First implant of electronic eye in Australia

4 September 2012

Researchers at Bionic Vision Australia have successfully performed an implant of an early prototype electronic eye at the Royal Victorian Eye and Ear Hospital in Melbourne.

The bionic eye was implanted in a woman who has profound vision loss due to retinitis pigmentosa, an inherited condition. Ms Dianne Ashworth received the ‘pre-bionic eye’ implant which was switched on last month at the Bionics Institute.

Ms Ashworth reported experiencing some vision: “I didn’t know what to expect, but all of a sudden, I could see a little flash… it was amazing. Every time there was stimulation there was a different shape that appeared in front of my eye,” she said.

The prototype consists of a retinal implant with 24 electrodes. A small lead wire extends from the back of the eye to a connector behind the ear. An external system is connected to this unit in the laboratory, allowing researchers to stimulate the implant in a controlled manner in order to study the flashes of light.

Early bionic eye prototype - electrode array
Early bionic eye prototype - electrode array
(image courtesy of Bionics Institute)

Feedback from Ms Ashworth will allow researchers to develop a vision processor so that images can be built using flashes of light. This early prototype does not incorporate an external camera, yet. This is planned for the next stage of development and testing.

Director of Bionic Vision Australia, Professor Anthony Burkitt, said: “This outcome is a strong example of what a multi-disciplinary research team can achieve. Funding from the Australian Government was critical in reaching this important milestone.”

Sally Capp, Agent General for Victoria in the UK said: “The bionic eye implant is a stunning example of the many innovative medical developments that are being produced by the Parkville Precinct and the wider Victoria medical research community.

Director of the Bionics Institute, Professor Rob Shepherd, led the team in designing, building and testing this early prototype to ensure its safety and efficacy for human implantation. Cochlear technology supported aspects of the project.

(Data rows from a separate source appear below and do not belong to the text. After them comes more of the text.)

PR #140, opened 2018-08-22
ignore management frames for a period after closing a connection

### LINKED ISSUE #139: receiving ping while closing connection causing ProtocolError
I've ran into the case where my connection receives a ping frame just after I call `goaway` on it. More or less this sequence:

```
1: {:length=>0, :type=>:data, :flags=>[:end_stream], :stream=>1, :payload=>0}
1: <- DATA: 0 bytes...
1: <- ""
# here I start cleaning up, as I won't need the connection anymore
: frame was buffered!
: {:type=>:goaway, :last_stream=>0, :error=>:no_error, :payload=>nil}
1: closing stream
READ: 17 bytes...
0: frame was received!
0: {:length=>8, :type=>:ping, :flags=>[], :stream=>0, :payload=>"\x00\x00\x00\x00\x00\x00\x00\x00"}
ouch: HTTP2::Error::ProtocolError
```

this happens due to this code [here](https://github.com/igrigorik/http-2/blob/master/lib/http/2/connection.rb#L455-L457) (after calling `goaway` on a connection, `@state` is marked as `:closed`). 

I was looking into the RFC, and couldn't figure out if this was a strict check besides `An endpoint MUST NOT send frames other than PRIORITY on a closed stream.`, which in my case the sender doesn't know, as the goaway frame has only been buffered, not sent yet. On the other hand, this only happens because I'm draining the socket and reacting on every frame, instead of draining socket **then** doing stuff like closing the connection. Is this something that the library could potentially figure out?

HoneyryderChuck:
Will fix #139 .

### DIFF
--- a/lib/http/2/connection.rb
+++ b/lib/http/2/connection.rb
@@ -94,6 +94,7 @@ module HTTP2
       @error = nil
 
       @h2c_upgrade = nil
+      @closed_since = nil
     end
 
     def closed?
@@ -144,6 +145,7 @@ module HTTP2
       send(type: :goaway, last_stream: last_stream,
            error: error, payload: payload)
       @state = :closed
+      @closed_since = Time.now
     end
 
     # Sends a WINDOW_UPDATE frame to the peer.
@@ -446,12 +448,15 @@ module HTTP2
           # the connection, although a new connection can be established
           # for new streams.
           @state = :closed
+          @closed_since = Time.now
           emit(:goaway, frame[:last_stream], frame[:error], frame[:payload])
         when :altsvc, :blocked
           emit(frame[:type], frame)
         else
           connection_error
         end
+      when :closed
+        connection_error if (Time.now - @closed_since) > 15
       else
         connection_error
       end
--- a/spec/connection_spec.rb
+++ b/spec/connection_spec.rb
@@ -542,6 +542,13 @@ RSpec.describe HTTP2::Connection do
       expect { @conn.new_stream }.to raise_error(ConnectionClosed)
     end
 
+    it 'should not raise error when receiving connection management frames after closing' do
+      @conn.goaway
+      expect(@conn).to be_closed
+
+      expect { @conn << f.generate(PING.dup) }.not_to raise_error(ProtocolError)
+    end
+
     it 'should process connection management frames after GOAWAY' do
       @conn << f.generate(SETTINGS.dup)
       @conn << f.generate(HEADERS.dup)
--- a/spec/connection_spec.rb
+++ b/spec/connection_spec.rb
@@ -542,7 +542,7 @@ RSpec.describe HTTP2::Connection do
       expect { @conn.new_stream }.to raise_error(ConnectionClosed)
     end
 
-    it 'should not raise error when receiving connection management frames after closing' do
+    it 'should not raise error when receiving connection management frames immediately after emitting goaway' do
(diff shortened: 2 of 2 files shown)


lib/http/2/connection.rb
```diff
@@ -446,12 +448,15 @@ def connection_management(frame)
...
           @state = :closed
+          @closed_since = Time.now
           emit(:goaway, frame[:last_stream], frame[:error], frame[:payload])
         when :altsvc, :blocked
           emit(frame[:type], frame)
         else
           connection_error
         end
+      when :closed
+        connection_error if (Time.now - @closed_since) > 15
```
igrigorik: Overall, what you wired up here makes sense. 👍 

One question I have is.. Current logic will cover {settings, window_update, ping, goaway} connection management frames. What about other types of frames, do we need to do anything there? Per https://github.com/igrigorik/http-2/issues/139#issuecomment-414138927...

> After sending a GOAWAY frame, the sender can discard frames for
> streams initiated by the receiver with identifiers higher than the
> identified last stream. However, any frames that alter connection
> state cannot be completely ignored. For instance, HEADERS,
> PUSH_PROMISE, and CONTINUATION frames MUST be minimally processed to
> ensure the state maintained for header compression is consistent (see
> Section 4.3); similarly, DATA frames MUST be counted toward the
> connection flow-control window. Failure to process these frames can
> cause flow control or header compression state to become
> unsynchronized.

Anything else / special we need to think about with respect to the above?

HoneyryderChuck: I'd say it's already covered [here](https://github.com/igrigorik/http-2/blob/3f0cf83c68d11cd04300f186007a28b132b7f8f4/lib/http/2/connection.rb#L253), [here](https://github.com/igrigorik/http-2/blob/3f0cf83c68d11cd04300f186007a28b132b7f8f4/lib/http/2/connection.rb#L253) or [here](https://github.com/igrigorik/http-2/blob/3f0cf83c68d11cd04300f186007a28b132b7f8f4/lib/http/2/connection.rb#L321-L324).

igrigorik: Fair enough. One corner case here is that we'll be ignoring _all_ frames, irrespective of their ID being established before or after GOAWAY is emitted, but that's probably OK. If that surfaces as an issue, we can revisit.

HoneyryderChuck: That is true, and I thought about that. One should throw protocol error for when a stream id is higher than the last stream id from the goaway frame. But I thought that was out of scope. Am I wrong?

igrigorik: I think it's worth leaving a comment in the source, stating that we're _not_ enforcing this behavior. I don't think we need to block this PR on implementing that though.

spec/connection_spec.rb
```diff
@@ -542,6 +542,13 @@
       expect { @conn.new_stream }.to raise_error(ConnectionClosed)
     end
 
+    it 'should not raise error when receiving connection management frames after closing' do
```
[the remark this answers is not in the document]
HoneyryderChuck: just added.

lib/http/2/connection.rb
HoneyryderChuck: after reading better, I think I advised for something which is not RFC-compliant. I think this PR covers everything necessary.

PR #141, opened 2018-10-04
alt-svc frame origin checks from rfc

HoneyryderChuck:
Added the origin checks from the RFC for the `alt-svc` frame.

### DIFF
--- a/lib/http/2/connection.rb
+++ b/lib/http/2/connection.rb
@@ -450,7 +450,14 @@ module HTTP2
           @state = :closed
           @closed_since = Time.now
           emit(:goaway, frame[:last_stream], frame[:error], frame[:payload])
-        when :altsvc, :blocked
+        when :altsvc
+          # 4.  The ALTSVC HTTP/2 Frame
+          # An ALTSVC frame on stream 0 with empty (length 0) "Origin"
+          # information is invalid and MUST be ignored.
+          if frame[:origin] && !frame[:origin].empty?
+            emit(frame[:type], frame)
+          end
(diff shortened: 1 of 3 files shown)


lib/http/2/connection.rb
```diff
@@ -450,7 +450,14 @@ def connection_management(frame)
           @state = :closed
           @closed_since = Time.now
           emit(:goaway, frame[:last_stream], frame[:error], frame[:payload])
-        when :altsvc, :blocked
+        when :altsvc
+          # 4.  The ALTSVC HTTP/2 Frame
+          # An ALTSVC frame on stream 0 with empty (length 0) "Origin"
+          # information is invalid and MUST be ignored.
+          if frame[:origin] && !frame[:origin].empty?
```
igrigorik: For stream you have `.nil?`check, any reason why you omitted it here?

HoneyryderChuck: checking that the frame exists and is not empty was the condition, there was no gain in being explicit with `!frame[:origin].nil?`, IMO.

igrigorik: So why do check for nil in stream.rb? Should we remove it there too?

HoneyryderChuck: I see what you mean. I'm out til Monday, I'll sort it out by then.

HoneyryderChuck: done

igrigorik:
Nope, sorry missed your update earlier. Merging. Thanks!

PR #142, opened 2018-11-13
send connection preface on receive

HoneyryderChuck:
Force connection preface when waiting to receive settings frame from server.

I've been trying to get the same frame output as nghttp, which receives the settings frame from server before sending any frame. This hasn't been supported, as connection preface is only sent when calling `#send`. 

This PR fixes the issue.

I'd also like to get rid of that `alias` call (or `receive` altogether, as all examples use `<<`, this is one example where clever aliases can bite you back).


igrigorik:
Overall makes sense, but (a) we need to fix the failing tests, (b) could we add a test to help cover the new behavior?

HoneyryderChuck:
Will do, although some of those tests don't seem to make much sense anymore.

HoneyryderChuck:
@igrigorik done. IMO one should also ditch `#receive` and just use `<<`, but that'd be a backwards-incompatible change, so the ball's on you.

HoneyryderChuck:
👍 @igrigorik do we have enough for a new release?

igrigorik:
Yeah, I think so.. v0.10.1?

HoneyryderChuck:
No breaking changes that I can think of

igrigorik:
Should be live on rubygems :)

HoneyryderChuck:
Sweet! Thx!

“We are working with Ms Ashworth to determine exactly what she sees each time the retina is stimulated using a purpose built laboratory at the Bionics Institute. The team is looking for consistency of shapes, brightness, size and location of flashes to determine how the brain interprets this information. Having this unique information will allow us to maximise our technology as it evolves through 2013 and 2014,” he said.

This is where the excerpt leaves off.